By Iain Gilbert
Date: Monday 09 Sep 2024
(Sharecast News) - Jefferies upgraded Rightmove on Monday to 'hold' from 'underperform' and lifted its price target on the stock to 720.0p from 450.0p as it said an offer was "probable" after Australia's REA Group confirmed it was considering a possible cash and share offer for the property portal.
Jefferies said the target price increase was based on a 30% premium to the undisturbed Rightmove share price as it stated the industrial and strategic logic looked limited but upon inspection, the financial logic of an acquisition was "compelling"., noting that REA's highly rated equity and unlevered balance sheet were the cornerstones of free cash flow per share accretion.
"Our merger analysis suggests that an acquisition of Rightmove is accretive to FY Jun-26 (the first full-year post completion) free cash flow per share up to an offer price of over 900p (assuming cash funding of A$3.5bn for pro-forma net debt / EBITDA of 2x)," it said. "The actual level of an offer will be capped by the need for the acquisition narrative to be focused on this accretion alongside margin/FCF conversion expansion, given Rightmove drags group growth and adds earnings risk (from the CoStar threat in the UK, something REA will probably seek to exploit through negotiations)."
Jefferies said that given its circa 60% controlling stake and ambitions to increase capital deployed in property platforms, News Corp - the majority owner of REA - can drive a transaction to completion.

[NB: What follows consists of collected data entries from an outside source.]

PR #145, opened 2020-11-17
For mercycorps/TolaActivity #2098, move some state, clear selected pr…

sanjuroj:
…ograms when selected by default is unchecked.


camgnostic (approved):
looks good!  Tests are super clear

PR #152, opened 2020-11-18
For merycorps/TolaActivity#2098, use unified change notice for success.

sanjuroj:


js/pages/tola_management_pages/country/models.js
```diff
@@ -200,16 +200,27 @@ export class CountryStore {
     }
 
     onSaveSuccessHandler({retroProgramCount}={}) {
-        let message = gettext("Successfully saved")
         if (retroProgramCount) {
-            message = interpolate(ngettext(
+            const message = interpolate(ngettext(
```
camgnostic, line 204: maybe commenting in here as to why the save success happens two different ways (pnotify success [which is a top right growler, right?] vs our unified changeset) just to prevent a future dev from thinking that needs to be converted over

camgnostic (changes requested):
just the one comment - otherwise it all makes sense despite git completely failing to identify this diff

sanjuroj:
Closed because it needs to be merged to a different branch.

PR #155, opened 2020-11-19
2098 and 2457 fixes

sanjuroj:
- prevents retro menu from appearing when there are no programs (2098)
- disables form fields while confirmation box is active (2457)


camgnostic (approved):
Nice pivot to using aria already!
Looks great

PR #157, opened 2020-11-19
For merycorps/TolaActivity#2098, make buttons look disabled when they…

sanjuroj:
… are disabled.

### DIFF
--- a/scss/components/_tola_management.scss
+++ b/scss/components/_tola_management.scss
@@ -141,6 +141,7 @@
     }
 }
 
+// formatting the "Assign new disaggregation to all indicators" expando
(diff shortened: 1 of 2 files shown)


scss/components/_tola_management.scss
```diff
@@ -151,6 +152,12 @@
     }
 }
 
+.disagg-form__fieldset:disabled a.btn.btn-link.btn-danger {
```
camgnostic, line 155: TIL you can select on disabled in CSS... this obviates so many helper classes we have elsewhere

camgnostic (approved):

PR #169, opened 2020-12-08
Translations repair

camgnostic:
Pulls in new/old/Marie- translations from the spreadsheet provided.


sanjuroj (approved):
Spot checked updated translations in the .po file with the preferred translations from the spreadsheet and it all looks right.

PR #171, opened 2020-12-09
2457 modal pnotify on country admin

sanjuroj:
- Provide the option to convert PNotify confirmation message into a modal
- Do this for the country admin when retro disaggs are selected and remove the code that manually disabled the other form elements on the page.


js/components/changesetNotice.js
```diff
@@ -67,6 +67,7 @@ const create_unified_changeset_notice = ({
     cancel_text = gettext('Cancel'),
     context = null,
     notice_type = 'notice', // possible values: error (danger/red), info (blue), success (green), notice (warning/yellow)
+    modal = false, // notice will act like a modal with the rest of the page inactive until the notice is responded to
```
camgnostic, line 70: maybe "if set to true, notice will act..."?

js/components/changesetNotice.js
```diff
@@ -191,6 +192,7 @@ const create_unified_changeset_notice = ({
     let cancel_button = {
         text: cancel_text,
         addClass: 'btn-sm',
+        promptTrigger: true,
```
camgnostic, line 195: you've tested this on our text-entry fields and it doesn't result in cancelling when you press enter?  That was my only worry in adding promptTrigger: true on non-modal popups

js/pages/tola_management_pages/country/components/edit_disaggregations.js
```diff
@@ -411,7 +411,7 @@ export class DisaggregationType extends React.Component {
         const managed_data = this.state;
         const retroPrograms = managed_data.id === "new" && Object.values(this.programsForRetro).length > 0 ? <RetroProgramCheckBoxWrapper
                 programs={this.programsForRetro}
-                disabled={this.state.selected_by_default !== true || this.props.formDisabled}
+                disabled={this.state.selected_by_default !== true}
```
camgnostic, line 414: just curious, trying to follow the logic, what is replacing the previous "props.formDisabled"?  Is it because the modal form of the notice blocks the form so we don't need to duplicate by disabling?

camgnostic (approved):
Code's approved.  Had a comment suggestion and a couple questions for my edification only

js/components/changesetNotice.js
sanjuroj: It does but I figured that was better than activating the ok button.  Were you hoping for a more neutral component being activated and the user needing to specifically select Ok or Cancel?

js/pages/tola_management_pages/country/components/edit_disaggregations.js
sanjuroj: Yep, exactly.

js/components/changesetNotice.js
sanjuroj: Yes, that makes sense.

js/components/changesetNotice.js
camgnostic: I'm not sure, I guess this is more a UX question, but my instinct for the most neutral change would be to add `promptTrigger` for non keyboard-input pNotifies, and manually direct focus to the text box in case of input-required ones?  That might take a lot more overhaul.  Maybe this is one to direct to @jennyhavah?

sanjuroj: Oh interesting, I can play around with it a bit and see if it's easy.

PR #182, opened 2020-12-15
date was being compared to UTCNow() on home page and date.now() on pr…

camgnostic:
…ogram page resulting in a window where they disagreed about whether "today" was over.  Moved both to a UTC Now() paradigm (rather than preferencing server location or trying to guess client location for back-end calculations

- not sure about the arrangement, the non-top-level imports seem like a code smell but I'm not sure if it's worth reorganizing to pull utils that wouldn't cause a circular import into their own file or if this is fine or indicating a need for a bigger refactor.  Thoughts?

### DIFF
--- a/indicators/models.py
+++ b/indicators/models.py
@@ -961,11 +961,12 @@ class IndicatorTargetsMixin:
         )
 
     def annotate_most_recent_complete(self):
+        from indicators.queries import utils as query_utils
         return self.annotate(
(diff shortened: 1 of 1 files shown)


sanjuroj:
I don't have a sense of when/how the nested import might cause issues or confusion, so doing this without a refactor for now seems fine.  It does smell a little though.

sanjuroj (approved):

PR #185, opened 2020-12-15
2462 page titles translated

camgnostic:
per mercycorps/TolaActivity#2462 changes page title language to match page header language and translates page titles


sanjuroj (changes requested):
Add translator comments?

PR #195, opened 2020-12-18
2454 sites list program page reactive

camgnostic:
Makes the sites list component of the program page reactive, updating when a site is added to or removed from a result


camgnostic:
Note: in the (temporary) absence of Travis - all tests run (python and node) and passed locally

andrethomas6 (approved):
I checked that there were test written for Python and React logic, strings were marked for translators with comments preceding them, and that there are ARIA attributes. All looks good.

PR #197, opened 2020-12-19
2399 kpi to indicator type

camgnostic:


camgnostic:
Note - dev changes are also included so that I wouldn't have to rewrite the translation-aware sorting algorithm.  The main flow of the changes for this branch are:
- migrate to add the new indicator type, add it to any KPI indicators, and remove the old KPI field
- update the serializers to not call for the old field
- add helper methods so program page (and any other legacy code) can still check whether an indicator is a KPI
- program page styling updates of the KPI badge

indicators/models.py
```diff
@@ -1501,6 +1507,11 @@ def disaggregations(self):
         disaggregations = self.disaggregation.all()
         return self.SEPARATOR.join([x.disaggregation_type for x in disaggregations])
 
+    @property
+    def key_performance_indicator(self):
+        """transition method for key_performance_indicator field removal - may cause unnecessary db calls"""
+        return self.indicator_type.filter(indicator_type="Key Performance Indicator (KPI)").exists()
```
sanjuroj, line 1513: I'm wondering if it would make sense to write a couple of tests that cover places where we're using the hardcoded value of "Key Performance Indicator (KPI)" as a type.  If we change the text we use to designate a KPI, this function would return false, even though it is supposed to be true.

sanjuroj (approved):
I'm wondering if it would make sense to write a couple of tests that cover the hardcoding of the KPI

PR #321, opened 2021-03-22
2401 freq models

sanjuroj:
@andrethomas6 Turns out there was little to no real front-end work to do for this ticket, so there's not thing you will need to code for it.

- Updates reporting frequency and data collection frequency models to make then many-to-many with Indicators and to add a sort order field.  Also specifies that the frequency value must be unique.
- Updates Indicator form to accommodate new model
- Updates IPTT display to list a comma delimited list of frequencies for both fields.


indicators/migrations/0096_reporting_and_data_collection_updates.py
```diff
@@ -0,0 +1,100 @@
...
+            name='sort_order',
+            field=models.IntegerField(null=True),
+            preserve_default=False,
+        ),
+        migrations.RunPython(insert_sort_order, reverse_code=migrations.RunPython.noop),
+        migrations.AddField(
+            model_name='indicator',
+            name='data_collection_frequencies',
+            field=models.ManyToManyField(
+                help_text='How frequently will you collect data for this indicator? The frequency and timing of data collection should be based on how often data are needed for management purposes, the cost of data collection, and the pace of change anticipated. If an indicator requires multiple data sources collected at varying frequencies, then it is recommended to select the frequency at which all data will be collected for calculation.',
```
andrethomas6, line 56: Shouldn't this read, "The frequency and timing of data collection should be based on how often data '***is***' needed for management purposes,..."

andrethomas6 (approved):

indicators/migrations/0096_reporting_and_data_collection_updates.py
sanjuroj: Hmmm, yes? I'll run it by Jenny. The existing text wasn't really changed as part of this ticket, but if it's wrong we should fix it.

"A 30% premium gives REA accretion and equates to 19x versus peers at circa 15x, with Rightmove standalone facing risks," the bank said. "Rightmove has the lowest growth and highest earnings risk of any name in EU online classifieds. For this reason, and others, we see the probability of counter bidders emerging as relatively low."
Luxury brand Burberry slumped on Monday as Barclays downgraded its stance on the stock to 'underweight' from 'equalweight' on structural concerns related to China.
Barclays analysts said that having spent two weeks travelling across Greater China, where they met over 60 industry stakeholders, they have returned "incrementally more cautious on the sector, as China now looks weaker for longer on structural issues". The bank said the macro environment deteriorated further in the summer and there is now a clear view that the Chinese weakness was structural and not just cyclical.
"On luxury goods, this translates into negative summer sales in Mainland China (up to circa 50% decline) and to clients being more and more selective."
Barclays said that in this "very polarised environment" brands under transition are more at risk, hence the downgrades. Overall, it now expects the luxury goods sector to grow by around 4% in 2025, down from a forecast of 7% previously, as it turns more prudent.
The bank said that despite already being one of the worst-performing names in its space, it still sees downside for Burberry as it has concerns about the company's ability to remain a high-end luxury brand in line with its "coverage considering its lack of disciplined full-price strategy".
"Burberry looks likely to turn loss-making for the first time in H1-25 and considering that we expect the environment to remain tough next year, it could be difficult to see margin recovery in the short term," it said, as it slashed its price target on the stock to 540.0p from 820.0p.